Write out all of the data again, exactly as it reads.

Start of Source material

PR #2073, opened 2022-05-14
fix calculate_fd_gradient to deal with design pixel weights near 0 or 1

mawc2019:
The function `calculate_fd_gradient` does not return the correct finite-difference gradients when the design pixel weight is 0, 1, or too close to them. This PR replaces the central difference with forward or backward differences in these circumstances, and also forbids a too large (≥0.2) step size for finite difference.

End of Source material

» **Your response**:
PR #2073, opened 2022-05-14
fix calculate_fd_gradient to deal with design pixel weights near 0 or 1

mawc2019:
The function `calculate_fd_gradient` does not return the correct finite-difference gradients when the design pixel weight is 0, 1, or too close to them. This PR replaces the central difference with forward or backward differences in these circumstances, and also forbids a too large (≥0.2) step size for finite difference.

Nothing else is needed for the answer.